28 It seems to me that, when the Act is properly construed, its provisions reveal that the power to grant a short-term lease did not arise until both the relevant opinion had been formed and a consideration had been made of any submissions made by the public to the roads authority.
29 In the present case these two matters stand in the path of the availability of the power. Firstly, a finding has to be made in relation to the relevant opinion. Secondly, because the defendant failed to perform the processes contemplated by s154, it failed to put itself in the position where the power conferred by s156 was available to it. Accordingly, I consider that the defendant did not have power to grant the second lease.

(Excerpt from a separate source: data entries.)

PR #1266, opened 2019-04-15
Fix unspecified errors that can occur during entry deletion

Connoropolous:
## testing/benchmarking notes

## followups

## changelog


core/src/nucleus/ribosome/api/remove_entry.rs
```diff
@@ -42,10 +42,14 @@ pub fn invoke_remove_entry(runtime: &mut Runtime, args: &RuntimeArgs) -> ZomeApi
         .block_on(get_entry_result_workflow(&context, &get_args));
 
     if let Err(_err) = maybe_entry_result {
+        // TODO: don't just return "Unspecified"
```
Connoropolous: @AshantiMutinta what exactly can this error be?

core/src/nucleus/ribosome/api/remove_entry.rs
```diff
@@ -42,10 +42,14 @@ pub fn invoke_remove_entry(runtime: &mut Runtime, args: &RuntimeArgs) -> ZomeApi
...
+        // pass a relevant error for the error occurring
         return ribosome_error_code!(Unspecified);
     }
     let entry_result = maybe_entry_result.unwrap();
     if !entry_result.found() {
+        // TODO: don't just return "Unspecified"
+        // pass a relevant error for the error occurring
         return ribosome_error_code!(Unspecified);
```
Connoropolous: I discovered `EntryNotFound` in the `update_entry` API code, so I'm thinking that's relevant to use here too

core/src/nucleus/ribosome/api/remove_entry.rs
AshantiMutinta: Probably an error that tells us something went wrong during this get process. I'm not sure of the list of error types but I will look through and if not, we would have to create a new one for it.

PR #1273, opened 2019-04-16
Capability Request available in global on zome function call

zippy:
## PR summary

Context: This is a pre-work PR getting ready for hdk::grant and hdk:claim.  It achieves:

- one public facing thing, which is a new Zome global  CAPABILITY_REQ which makes the request available during all zome calls.  This is important for doing validation of provenance for a zome call that wants to create a capability grant.
- one code reordering thing, which is moving the CapabilityRequest struct into core_types
- app-spec test of CAPABILITY_REQ

## changelog


core_types/src/dna/capabilities.rs
```diff
@@ -44,3 +25,47 @@ pub enum CapabilityType {
     #[serde(rename = "assigned")]
     Assigned,
 }
+
+//--------------------------------------------------------------------------------------------------
+// CapabilityRequest
+//--------------------------------------------------------------------------------------------------
+
+/// a struct to hold the capability information needed to make any capability request,
+/// namely the provenance of the request (the agent address an signature) and the
```
Connoropolous:
```suggestion
/// namely the provenance of the request (the agent address and signature) and the
```

CHANGELOG.md
```diff
@@ -28,6 +28,8 @@ and this project adheres to [Semantic Versioning](https://semver.org/spec/v2.0.0
 
 ### Added
 
+- Adds CAPABILITY_REQ global into the zome context. This makes the request available during all zome calls and is important for doing validation of provenance for a zome call that wants to create a capability grant. [#1273](https://github.com/holochain/holochain-rust/pull/1273)
```
Connoropolous: @zippy can you reword this?
This makes no sense to me...  I'll break down what I don't understand specifically if that helps...
What's "global into the zome context"?
"the request" which request?
"a capability grant" What's a capability grant, from the perspective of someone who's never heard of it before?

struktured:
It could considering reference prior work on capabilities- I believe we
mean capability in the sense of this:
https://en.wikipedia.org/wiki/Capability-based_security.

zippy:
@Connoropolous I updated the changelog text and added a link to the architecture ADR to explain capabilities grant rather than trying to do it in the change-log text itself, as that would be too verbose I think.

core/src/context.rs
```diff
@@ -279,33 +283,31 @@ impl Context {
...
+        for grant in grants {
+            let addr = grant.entry_address().to_owned();
+            let entry = get_entry_from_cas(&cas, &addr)?
+                .ok_or::<HolochainError>("Can't get CapTokenGrant entry from CAS".into())?;
+            // if entry is the public grant return it
+            if let Entry::CapTokenGrant(grant) = entry {
+                if grant.cap_type() == CapabilityType::Public
+                    && grant.id() == ReservedCapabilityId::Public.as_str()
+                {
+                    return Ok(addr);
```
AshantiMutinta: Just an added comment but we could probably use a fold() to make it look more idiomatic without the early return but no qualms about the way it is done here

core_types/src/entry/cap_entries.rs
```diff
@@ -21,6 +21,32 @@ pub enum CapabilityType {
...
+    /// used for identifying the default public capability
+    Public,
+}
+
+impl FromStr for ReservedCapabilityId {
+    type Err = &'static str;
+    fn from_str(s: &str) -> Result<Self, Self::Err> {
+        match s {
+            "hc_public" => Ok(ReservedCapabilityId::Public),
+            _ => Err("Cannot convert string to ReservedCapabilityId"),
```
AshantiMutinta: I like this

PR #230, opened 2021-06-17
support i18n

ryu-sato:
Hi, I am hoping that ActiveHash will support i18n.

Since the reason why #170 does not merge for a long time is that it needs tests, I created a new PR that adds tests based on #170.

30 In the light of views that have been earlier expressed, it is unnecessary to address what is raised in the other grounds of appeal.
31 I consider that the appeal should be allowed. The decision and orders of the Magistrate are set aside. Whilst I consider that the proceedings in the Local Court as they are presently constituted should be dismissed, I reserve future consideration of that matter until the defendant has had an opportunity to consider whether or not it wishes to make application to amend the Statement of Claim. The defendant is to pay the costs of the Summons. If so entitled, it is to have a certificate under the Suitors Fund Act.